UPDATE (May 28, 2021)

I attempted to find solutions bigger than $n = 3011$, but found none! I rewrote my program in C using GMP and ran it on AWS with 96 cores. The following table summarises my results for all known complete factorizations of $10^n+1$ for $n > 3011$. For each $n$ the search was up to $d$ for the given ratio $\frac{d}{n}$. Note that a ratio of $\mathbf{2.3}$ corresponds to the expected number of primes in the range $[10^n,10^n+2.3n] = 1$, a ratio of $\mathbf{96}$ corresponds to the current record prime gap (of $8350$ for an $87$ digit prime number), and a ratio of $\mathbf{6.9}$ corresponds to the biggest solution I found: $n=3011, d=20690$.
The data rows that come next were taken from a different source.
PR #2361, opened 2020-02-07
Add Entity Paper Frame closes #2357

### LINKED ISSUE #2357: Migrate Entity Paper Frame
The EntityPaperFrame is primarily a cosmetic component for rendering the entity "cards" when in grid view:

- see `assets\ZZZ\components\ui\entity-paper-frame`

- can maybe use https://ant.design/components/card/ but only if that component does not interfere with the design. It's possible that the styles used by the existing `EntityPaperFrame` component can simply be applied to the AntD component.

- convert to TS

- move to `assets\src\application\ui\layout`

tn3rb:
- see #2357

- migrates EntityPaperFrame component from EDTR v1

- extracts entity ID display above cards to EntityIDs component

- converts all the things to TS

- adds some more aliases for import paths


tsconfig.json
```diff
@@ -12,7 +12,18 @@
...
+			"@appServices/*": ["assets/src/application/services/*"],
+			"@appDisplay/*": ["assets/src/application/ui/display/*"],
+			"@appForms/*": ["assets/src/application/ui/forms/*"],
+			"@appInputs/*": ["assets/src/application/ui/input/*"],
+			"@appLayout/*": ["assets/src/application/ui/layout/*"],
+			"@appConfig/*": ["assets/src/application/valueObjects/config/*"],
+			"@edtrHooks/*": ["assets/src/domain/eventEditor/hooks/*"],
+			"@edtrInterfaces/*": ["assets/src/domain/eventEditor/interfaces/*"],
+			"@edtrServices/*": ["assets/src/domain/eventEditor/services/*"],
+			"@edtrUI/*": ["assets/src/domain/eventEditor/ui/*"]
```
nicolad: YAY :+1:

assets/src/application/ui/display/EntityIDs/index.tsx
```diff
@@ -0,0 +1,36 @@
...
+}
+
+export interface EntityIdProps {
+	align?: EntityIdAlignment;
+	dbid: EntityDbId;
+	guid: EntityId;
+}
+
+const EntityIDs: React.FC<EntityIdProps> = ({ dbid, guid, align = 'left' }) => {
+	const htmlClass = classNames('ee-entity-ids', 'ee-focus-priority-9', {
```
nicolad: `ee-focus-priority-9` is interesting

nicolad: was thinking if we need to have these kind of classnames as enums, to have better control;
but this might be too much of typing; just thoughts out loud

\begin{array}{r|l} n & \frac{d}{n} \\ \hline <22292 & 100 \\ 22292 & 21 \\ 22303 & 10 \\ 23592 & 53 \\ 23734 & 3 \\ 26014 & 10 \\ 32962 & 10 \\ 46957 & 3 \\ 47248 & 12 \\ 64439 & 1.0 \\ 80363 & 1.0 \\ 95594 & 1.0 \\ 103624 & 1.0 \\ 132586 & 1.0 \\ ^*180178 & 0.10 \\ ^*268207 & 0.10 \\ ^*1600787 & - \\ \hline \end{array}

$^*$For the last three values of $n$ the largest prime factor is a probable prime. I did not analyse the last value, because I estimate that a single calculation of $x^y$ mod $z$ with 1600000 digit numbers would take about 70 hours.

UPDATE (June 11, 2021)

The largest known solutions, $x$ and $x+d$, have been certified using Primo and recorded in factordb.com - search for primes with 3011 digits.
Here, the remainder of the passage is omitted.